Carbon Nanotube NRAM Exudes Excellence in Persistent Memory

Nantero Carbon Nanotube Nonvolatile Memory NRAM
Nantero Carbon Nanotube Nonvolatile Memory NRAM

A few months ago, Cliff covered Fujitsu NRAM Production to Start in 2019. At Hot Chips 30 we got a better view of the NRAM technology. The summary from the presentation was simple: NRAM exudes excellence. It is purported to use a simple and inexpensive manufacturing process. It is persistent with data retention that dwarfs NAND. Speeds are close to that of DRAM. The Flint Center in Cupertino, California was a scene with hundreds of the industry’s best minds baffled in how excellent NRAM is.

Natero NRAM Carbon Nanotube Persistent Memory

The basics of the Natero NRAM is that it is a carbon nanotube persistent memory. It uses the Van der Waals effect on set of specifically designed carbon nanotubes to modulate resistance.

Nantero Carbon Nanotube Nonvolatile Memory
Nantero Carbon Nanotube Nonvolatile Memory

For those that are not electrical engineers, the Van der Waals effect essentially means that molecular or atomic bonds will either repel or attract unless acted upon by a force. This gets to the basics of NRAM and how it uses carbon nanotubes. By introducing a charge, the carbon nanotubes will either attract or repel one another.

Nantero Carbon Nanotube NRAM: How it Works

The slide that was animated during the talk at Hot Chips was this one. Essentially, depending on the process node, carbon nanotubes are designed with a length and a width to always stay somewhat horizontal when applied. When a charge is introduced the carbon nanotubes repel and fill the void as shown in this diagram. Alternatively, this repulsion can be switched to attraction and the stack of carbon nanotubes compresses, creating more void space and therefore changing the resistance of the circuit.

Nantero Carbon Nanotube NRAM No Dialetric
Nantero Carbon Nanotube NRAM No Dielectric

More importantly, the changes due to the Van der Waals effect do not change due to power loss. As a result, the memory is persistent.

In terms of actual resistance, the carbon nanotubes can get more than a 10:1 difference between 0 and 1 states. For companies licensing Nantero NRAM technology that means it is easy for them to build a memory with 0 and 1’s an then read the data back reliably.

Nantero Carbon Nanotube NRAM 0s And 1s
Nantero Carbon Nanotube NRAM 0s And 1s

On stage, the company said it has tested MLC modes as well. Here you can think of the first generation like NAND reading 0 or 1 from a higher or low value. MLC means that a controller would have to distinguish between steps.

The basic idea is that this mechanism is very reliable and decently fast (more on that later.)

Nantero Carbon Nanotube NRAM 0s And 1s Operation
Nantero Carbon Nanotube NRAM 0s And 1s Operation

The Nantero Carbon Nanotube NRAM memory is claimed to operate among a wide temperature array.

Nantero Carbon Nanotube NRAM No Temperature Sensitivity
Nantero Carbon Nanotube NRAM No Temperature Sensitivity

On stage, the company said data retention of devices should be hundreds or over a thousand years. 


  1. While this might seem like everything is too good to be true, this was something that has been a long time coming. A few years ago UW Madison created carbon nanotube transistors that out performed silicon. With a couple more years of R&D and process refinements it isn’t out of the question that nanotubes are getting to the point of being ready for RAM and eventually will probably replace silicon inside GPUs and CPUs.

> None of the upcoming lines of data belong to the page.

PR #5584, opened 2026-09-04
fix(timeline): close the motion-graphics review findings

georgi:
## What changed

A review of the motion graphics system (`docs/plans/motion-graphics.md`) found verified bugs, a schema guard that could not catch the drift it exists for, compositor parity gaps the preview did not report, three diverging copies of the timeline edit ops, and skill text that had drifted from the code. This PR closes them, one commit per action. Behavior fixes: `splitClip` no longer duplicates emphasis and loop animations across the cut; the headless trim and snap ops go through the engine, so a time-remapped clip is refused and a snapped group carries its children; a speed-multiplied clip's audio is retimed with the picture; `render_timeline` returns the zip for `png_sequence` and honors `bitrate`; opacity is clamped once in the scene model; a trim to a non-positive duration is refused instead of clamped. The wire schema gains the two clip fields it was stripping, bounds on custom curves, and a key-difference mirror guard that typechecks under `lint`; the save route logs and returns the paths it dropped. Canvas 2D reports every degradation beside `skipped` and applies brightness additively like the GPU grade. The edit ops live in one pure `applyTimelineOp` module used by the headless bridge and the web tools, with a parity test. The render pipeline stores output as an asset, skips blur samples on still frames, submits one encoder per frame, tags BT.709 and writes progress to the job row. The inspector gains time remap, stagger unit and direction, re-parenting, a group panel and easing feedback. Eval predicates grade motion outcomes with failing fixtures, and the skill matches the code.

Not in this PR: the mobile op migration. Mobile wires only dependency-free protocol modules and the ops module reaches the zod-backed tool-param schemas, so it needs a protocol split first; mobile still carries its own op copy.

## Verification

- [x] `npm run test:affected` selects every workspace because the `main` merge touches root files; instead the touched packages ran directly on the merged tree: `packages/timeline` 691 passed (GPU suites skip without an adapter), `packages/agents` 1191 passed across the capability, timeline, parity, JTBD and creative-pipeline suites, `packages/execution` 450 passed, `packages/video-nodes` full suite except the Dawn decode test whose device hook times out here as on `main`, `packages/websocket` timeline router suites, `packages/models` 986 passed, web timeline hooks, tools, components and stores 1083 passed. The full pass is CI's.
- [x] `npm run typecheck` clean for web and electron; mobile fails only on missing `node_modules` in this environment.
- [x] `npm run lint` clean.
- [ ] `npm run dev:nodetool -- harness gate --base main`: the `capability-suites` leg failed on the previous head because the merge with `main` left `capability-table.ts` stale; regenerated with `npm run capabilities:sync` and the check passes.

Inverted checks observed failing: the key-difference mirror guard (`TS2741: Property 'resolution' is missing` after deleting the field), the curve bounds test (3 of 4 red with `.max` removed), the stripped-path check (`expected undefined to deeply equal ['clips[*].holographicDepth']`), and every new eval predicate and validator fixture was written red first.

## Agent capabilities

- [x] Changed contracts (`preview_timeline_frame` response, `render_timeline` `bitrate` type, `edit_timeline` refusals) keep their existing suites in `capability-table.ts`; no capability was added.

## New checks

- [x] `degraded` reporting, additive brightness, the mirror guard, the stripped-path check, the scrim, mid-motion and JTBD predicates each ship with a fixture that fails without the change
- [x] The parity test walks every op name the module implements, so it cannot pass on an empty table

https://claude.ai/code/session_015acngCQoFnYR2eCsw4wA1t


packages/timeline/src/render/frameCompositor.ts
```diff
@@ -732,10 +775,11 @@ export class GpuFrameCompositor<TSource = FrameLayerPixels> {
...
     );
-    // Submitted here rather than folded into the frame encoder: the effects
-    // pass below and a group above both read this texture through their own
-    // submissions, and only submit order puts the write first.
-    this.device.queue.submit([composeEncoder.finish()]);
+    // Without a frame encoder this has to be submitted here, because the
+    // effects pass below and a group above read this texture through their own
+    // submissions and only submit order puts the write first. With one, record
+    // order does the same job and the frame submits once.
+    if (!frameEncoder) this.device.queue.submit([composeEncoder.finish()]);
```
georgi, line 791: F1 [P1] Keep precomposite uniform allocations distinct until the frame submits

Deferring these submissions makes the existing `core.beginFrame()` at line 770 unsafe: every `composeToTexture` call uses the same `precompCore` and resets its uniform index to zero. `WebGPULayerCompositor.renderBlendPass` then writes into the same GPU buffers while earlier groups' commands are still pending. With two groups whose first children have opacity 0.25 and 0.75, a probe through the real methods shows both passes bound to the same buffer, containing 0.75 by submission time. Different transforms, wipes and matte-source placement are affected too. Reset the precomposite uniform allocator once per submitted frame, and keep each pass's buffers distinct across all group/matte calls. Add a regression with two differently placed/styled groups or a matte whose placement differs from its target.

packages/timeline/src/splitClip.ts
```diff
@@ -21,14 +36,51 @@ function splitAnimations(
...
+  if (delayMs >= splitMs) {
+    return delayMs - splitMs;
+  }
+  const preset = getAnimationPreset(anim.preset);
+  if (preset?.fullClip === true) {
+    return delayMs;
+  }
+  const periodMs = Math.max(1, anim.durationMs);
+  const elapsedInCycleMs = (splitMs - delayMs) % periodMs;
+  return elapsedInCycleMs === 0 ? 0 : periodMs - elapsedInCycleMs;
```
georgi: F2 [P2] Preserve the partial loop cycle immediately after a split

A positive delay to the next cycle boundary suppresses the remainder of the current cycle rather than preserving its phase: `windowT` returns null before `windowStartMs`. Reproduction: a 1000 ms clip with `float`, period 300 ms and delay 20 ms, split at local 200 ms, gives the right half a 120 ms delay. At original times 220/260 ms the unsplit offsets are about 14.03/15.41 px, but the split clip returns 0 for both and only resumes at 320 ms. This introduces a visible snap and pause on a plain split. Carry a phase offset (or an equivalent rebased curve) through compilation instead of waiting for the next cycle. The new test only samples from the next boundary onward, so it misses the lost 120 ms.

packages/video-nodes/src/nodes/timeline/compositeRender.ts
```diff
@@ -437,6 +439,29 @@ export async function renderTimelineComposited(
...
+      if (motionBlur.samplesPerFrame <= 1) return false;
+      const { layers } = computeActiveLayersWithHorizon(
+        sequence.tracks,
+        sequence.clips,
+        timeMs,
+        { canvas, animationCache: animCache }
+      );
+      return shutterWindowIsStatic(
+        layers,
+        hasActiveAnimation(layers, timeMs, canvas, animCache)
```
georgi: F3 [P2] Include animated ancestors in the static-frame decision

`computeActiveLayersWithHorizon` excludes group clips from `layers`, and `hasActiveAnimation` only checks each returned layer's own `clip.animations`. A still image or title moved by an animated parent group therefore passes this check as static, so the render takes one sample and silently drops the requested motion blur. Reproduced with a `float` animation on a group and an unanimated image child: the child's parent-matrix translation changes from 0.02598 at 100 ms to 0.02181 at 110 ms, while this predicate returns true at both instants. The same check in `timeline-preview/frames.ts` has the same problem. Include the contributing ancestor animations (and animated matte sources) before taking the one-sample shortcut, with a grouped-motion regression.

georgi (commented):
Reviewed bd6eba04. Three correctness findings below (F1–F3), which I would fix before merging.

Validation: the existing animation.split and motion-blur-static suites pass (12 tests, Vitest 4.1.8). Separate source-level probes reproduce the split pause and animated-group static classification. A probe using the real composeToTexture/renderBlendPass methods with a mocked GPU boundary confirms the uniform aliasing in F1. Full GPU pixel validation could not run because this environment has no Vulkan driver. I did not run the full monorepo suite.

The PR description also appears stale: several changes listed under “Not in this PR” are present in this head.

packages/timeline/src/render/frameCompositor.ts
georgi: Fixed in 55604d5f. The precomposite core's ring is reset once at the top of `composite`, and `composeToTexture` resets it only on the standalone (no frame encoder) path. Regression: `render.precomposite.gpu.test.ts` "keeps two groups' uniforms distinct inside one frame submit" renders two groups whose first children are 0.25 and 0.75 opaque at different x and asserts both bands; it runs on the lavapipe shard.

---

packages/timeline/src/splitClip.ts
georgi: Fixed in 55604d5f. The right half's loop `delayMs` now goes negative by the elapsed time, and the compiler carries that as `loopOriginMs`: the window still opens at 0, the cycle is counted from the origin, so there is no pause. The split test now samples unsplit-local 200, 220, 260, 320 and 400 against the right half and asserts equality plus that motion is non-zero inside the interrupted cycle; it fails on the previous code.

---

packages/video-nodes/src/nodes/timeline/compositeRender.ts
georgi: Fixed in 55604d5f. `hasActiveAnimation` takes the document clips and walks each layer's `parentId` chain and its matte source before answering; both the server render and the frame preview pass `sequence.clips`. Regression: `render.groupMotion.test.ts` covers a floating group with a still child, a quiet group, and an animated matte source; the first and third fail on the previous code.

---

  2. A couple interesting questions pop to mind then:
    – How well does a cell hold up under varying environmental conditions: Temperature, humidity, shock (Both physical and thermal shock), vibration?

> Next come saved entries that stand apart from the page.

PR #5593, opened 2026-09-05
feat(godot): 2D game pipeline — slot contract, game nodes, Godot writer, templates, export capability

georgi:
## What changed

NodeTool had no game-development surface: no sprite sheet, tileset, seamless texture or sound-effect nodes, no engine export, and no way to verify a game without an editor. This adds a Godot 4.3 pipeline built as one contract and four independent parts. `@nodetool-ai/protocol` gains the slot manifest a game template declares, the per-slot fill a generation node stamps on its asset, and the acceptance check both sides share. `nodetool.game.SpriteSheet` / `Tileset` / `SeamlessImage` (image-nodes) and `SoundEffect` / `MusicLoop` (audio-nodes) measure a generated asset against its slot, stamp the fill, and persist a stamped asset when the context can create one. `@nodetool-ai/godot` is a pure writer that turns a filled manifest into `SpriteFrames` and `TileSet` resources (atlas regions and collision from the fill, deterministic ids), audio import sidecars, plus a reader and a reference checker. `@nodetool-ai/godot-templates` ships three runnable projects (platformer, top-down, shoot-em-up) with placeholders at the exact paths the writer emits, and a headless runner (import, `--check-only` per script, a smoke scene). The `godot` capability module joins them: `list_game_templates`, `export_godot_project` (template + one asset per slot → a project in the workspace, verified under Godot when a binary is present), and `verify_godot_project`. A `godot-game` skill drives the whole loop in phases. Godot was chosen over Unity/Unreal because glTF is its native 3D format and every project file is plain text, so no SDK or editor plugin is needed.

## Verification

- [x] `npm run test:affected` — the lockfile change selects everything; the touched suites were run directly: protocol (1087 passed), godot (19), godot-templates (33 with real Godot 4.3, 22 + 13 named skips without), image-nodes `game` (14), audio-nodes `game` (7), agents `capabilities-godot` (11, real Godot import + script check + smoke green on an exported platformer), agents registry/coverage/dispatcher (28), cli harness-registry + capability-coverage (43), base-nodes `exported-node-coverage` (1). The 14 base-nodes shader failures in this container are the documented missing-Vulkan-driver case (`No WebGPU adapter available`), unrelated to the diff.
- [x] `npm run typecheck` — web and electron pass; mobile could not run here because `mobile/node_modules` is absent in this container (`Cannot find module 'react-native'`), nothing in the diff touches mobile
- [x] `npm run lint` — exit 0
- [x] `npm run dev:nodetool -- harness gate --base origin/main` — 5/5 selfchecks passed

Checks proven to fail before restore: every `checkSlotFill` rule has a red case in `packages/protocol/tests/game-assets.test.ts`; the Godot golden diff fails on a one-byte edit; `checkGodotProject` fails on a removed copy, a renamed sub_resource id, a removed ext_resource, and a wrong `load_steps`; the templates' `res://` scanner asserts it found references; a syntax-broken `player.gd` fails `checkScripts` and a broken hook fails `verify_godot_project`; the exporter's first real-Godot run failed twice for real reasons (dropped `project.godot`, then a TileSet with no physics layer) before going green.

## Agent capabilities

- [x] `list_game_templates`, `export_godot_project`, `verify_godot_project` name `packages/agents/tests/capabilities-godot.test.ts` in `packages/cli/src/harness/capability-table.ts`; the `godot` surface is in the harness registry

## New checks

- [x] The check was inverted once and observed failing; the failing command is in **Verification** above
- [x] The templates' reference scanner and the base-nodes export audit both assert they found targets

https://claude.ai/code/session_01LhNnoPGvp1gkamhRu2qyCN

---
_Generated by [Claude Code](https://claude.ai/code/session_01LhNnoPGvp1gkamhRu2qyCN)_


georgi (commented):
Found four actionable issues in the generation/export path. F1 blocks stored-image inputs, F2 makes exported top-down levels solid, F3 breaks non-PNG image imports, and F4 discards gameplay edits during the documented art iteration loop.

Validation: ran Godot 4.3 against the shipped top-down template and a copy with the actual writer-generated TileSet. The original smoke test passed; the generated version failed with `SMOKE FAIL: chaser did not move toward the player`. Also reproduced Godot's import failure for WebP bytes copied to `title.png`, and exercised the decoder and layout functions in isolated source-based checks. I did not run the full monorepo test suite.

packages/image-nodes/src/nodes/game.ts
```diff
@@ -0,0 +1,537 @@
...
+async function measureImage(
+  nodeName: string,
+  image: unknown,
+  context?: ProcessingContext
+): Promise<Measured> {
+  const sharp = await loadSharp();
+  if (!sharp) {
+    throw new Error(`${nodeName}: ${SHARP_UNAVAILABLE_MESSAGE}`);
+  }
+  const buf = await decodeImage(image, context);
```
georgi: F1 [P1] Resolve stored image refs through the asset resolver

The documented input is `{type: "image", uri: "asset://<id>.png", asset_id: "<id>"}`, but this `decodeImage` helper only checks inline data and `context.storage.retrieve()`. It never calls `resolveAssetBytes` or consults `assetStorage`. Server contexts use a separate asset adapter, and persisted assets live under `<user_id>/<id>.<ext>`; probing the temporary store with `asset://...` or `/api/storage/<id>.png` cannot read them. Consequently SpriteSheet, Tileset, and SeamlessImage throw `image input is required` for the stored generation outputs the skill tells the agent to pass. Use `loadMediaRefBytes` or the context-aware loader in `image-io.ts`. Add a case with an asset-only ref and separate temp/asset stores; the existing tests supply inline bytes.

packages/godot/src/writer.ts
```diff
@@ -0,0 +1,298 @@
...
+  // Every tile is solid: a ground tileset is what a slot of this kind fills,
+  // and a template's TileMapLayer relies on the physics layer for collision.
+  const hw = w / 2;
+  const hh = h / 2;
+  const polygon = `PackedVector2Array(${-hw}, ${-hh}, ${hw}, ${-hh}, ${hw}, ${hh}, ${-hw}, ${hh})`;
+  const tiles: string[] = [];
+  for (let i = 0; i < fill.count; i++) {
+    const cell = `${i % fill.columns}:${Math.floor(i / fill.columns)}/0`;
+    tiles.push(`${cell} = 0`);
+    tiles.push(`${cell}/physics_layer_0/polygon_0/points = ${polygon}`);
```
georgi: F2 [P1] Preserve non-solid floor tiles in the top-down export

Not every tileset is ground: the shipped top-down template uses tiles 0–3 as walkable floor and tile 4 onward as walls. Its Floor and Walls layers share this TileSet, and Floor covers every room cell. Adding a collision polygon to every tile therefore fills the whole room with solid bodies when export replaces `tiles_floor.tres`. I reproduced this with Godot 4.3: the original template's smoke test passes, but replacing only its TileSet with this writer's output causes `SMOKE FAIL: chaser did not move toward the player`. Carry per-tile collision requirements in the contract or otherwise preserve the template's floor/wall distinction, and cover an exported top-down project in the integration tests.

packages/godot/src/writer.ts
```diff
@@ -0,0 +1,298 @@
...
+      case "tileset": {
+        const out = tileSet(slot, fill);
+        files.push(out.file);
+        copies.push(out.copy);
+        break;
+      }
+      case "image": {
+        copies.push({
+          path: `assets/images/${slotFileStem(slot.slot_id)}.png`,
+          asset_id: slot.asset.asset_id
```
georgi, line 297: F3 [P2] Convert image bytes before assigning a PNG filename

The image nodes preserve the input encoding and persist JPEG/WebP assets with that encoding, while `copyAssets` copies their bytes unchanged. This branch unconditionally names those bytes `.png`; `spriteFrames` and `tileSet` do the same. A valid WebP/JPEG fill therefore passes manifest validation but produces a project Godot cannot import. With real WebP bytes at the generated `assets/images/title.png` path, Godot 4.3 reports `ERR_FILE_CORRUPT`, then fails loading the title texture and main scene. Normalize image outputs to PNG before persistence/export, or preserve their extensions and rewrite the corresponding template references and import sidecars. Cover a real non-PNG input, rather than PNG placeholders only.

packages/agents/src/capabilities/godot.ts
```diff
@@ -0,0 +1,502 @@
...
+    if (rel === "project.godot") {
+      const text = readFileSync(full, "utf8").replace(
+        /^config\/name=".*"$/m,
+        `config/name=${JSON.stringify(name)}`
+      );
+      await workspace.write(under(dir, rel), rewriteRefs(text).text, "text/plain");
+    } else if (REFERENCING_EXTENSIONS.has(ext)) {
+      const { text, changed } = rewriteRefs(readFileSync(full, "utf8"));
+      if (changed) rewritten.push(rel);
+      await workspace.write(under(dir, rel), text, "text/plain");
```
georgi, line 297: F4 [P2] Preserve edited hooks when re-exporting an art change

The new skill's P3 has the agent implement gameplay in the exported hooks, and P4 explicitly instructs it to regenerate an art slot and re-export. This loop always reloads every script and scene from `templateDir` and overwrites the workspace copy, so following that workflow silently resets the user's movement tuning, enemy behavior, and level edits. I verified that an edit to exported `scripts/player.gd` disappears on the next `layOutProject` call. Separate initial template creation from asset refresh, preserving existing hooks/scenes during refresh (including rewriting audio references in those existing files), or add an explicit asset-update operation and use it in P4.

packages/image-nodes/src/nodes/game.ts
georgi: Fixed in 465e46b6. The three image nodes read their input through `loadMediaRefBytes` from `@nodetool-ai/runtime/media-ref-bytes` now, which takes inline bytes, then `asset://` through `resolveAssetBytes`, then a storage key. New case in `packages/image-nodes/tests/game.test.ts`: an asset-only ref against a context whose `resolveAssetBytes` answers and whose `storage.retrieve` returns null asserts the resolver was called once and the temporary store never.

---

packages/godot/src/writer.ts
georgi: Fixed in 465e46b6. The tileset slot spec carries `solid`: `"all"` (the default) or a list of row-major tile indices, refined to stay below `count`. The writer emits a collision polygon only for those tiles, and the top-down manifest names tiles 4 to 11. Coverage: a writer test that asserts tiles 0 to 3 carry no polygon and 4 to 11 do, an exporter test reading the written `tiles_floor.tres`, and the real-Godot integration test now runs `it.each` over platformer, topdown and shmup, each exported from its own placeholders and smoked. The top-down smoke passes with the generated TileSet.

---

packages/godot/src/writer.ts
georgi: Fixed in 465e46b6, on the normalize side. `measureImage` re-encodes anything that is not already PNG with sharp before the fill is stamped, so the inline output and the stored asset are PNG and the `.png` name the writer assigns is true. As a second guard, `loadFilledManifest` refuses an image asset whose content type is not `image/png` and names the slot, so a stale asset stored before this change cannot reach the writer. Tests: a real WebP input to `SeamlessImage` asserts PNG magic on the output bytes and on the stored content, `image/png` as the content type, and sharp decoding it back as a 64x32 PNG; the exporter test seeds an `image/webp` asset and asserts the refusal.

---

packages/agents/src/capabilities/godot.ts
georgi: Fixed in 465e46b6. `export_godot_project` into a directory that already holds a `project.godot` runs in `refresh` mode: writer resources and asset copies are replaced, every template file already present is kept, and audio references inside kept files are still rewritten when a slot's extension moved. The result reports `mode` and `files_preserved`. A new `overwrite` argument restores the template copy. The skill's P4 now says to re-export with the same name and never pass `overwrite` there. Tests: an edited `player.gd` and `player.tscn` survive a second export and are reset by `overwrite: true`; a kept `player.tscn` has `sfx_jump.wav` rewritten to `.ogg` when the refreshed slot is `.ogg`, with no dangling reference.

---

    – Do to the mechanical deformation involved, does the cell wear out?
    – Due to a vibration or shock (physical or thermal again), can the gap necessary be created or destroyed creating a false bit flip?

  3. Hi, guys, thanks for following up on this. We’re pretty excited for obvious reasons. To Don’s questions, we haven’t yet seen any tendencies for wear-out. The carbon nanotubes move in a void but once the contact is made between tubes via injection of electrostatic force, the bonding is atomic inside the van der Waals region. To separate the tube connections, a phononic disruption is needed to jump back over the vdW barrier. Macro effects like shock and vibe don’t impact the cells which are molecular level effects. Also, we use hundreds of switching tubes per cell so anything that would have that kind of impact would have other more catastrophic effects. One of the things carbon nanotubes are known for is lack of sensitivity to thermals, so temperature extremes don’t seem to have any effect on the cells; the limit would be the underlying CMOS.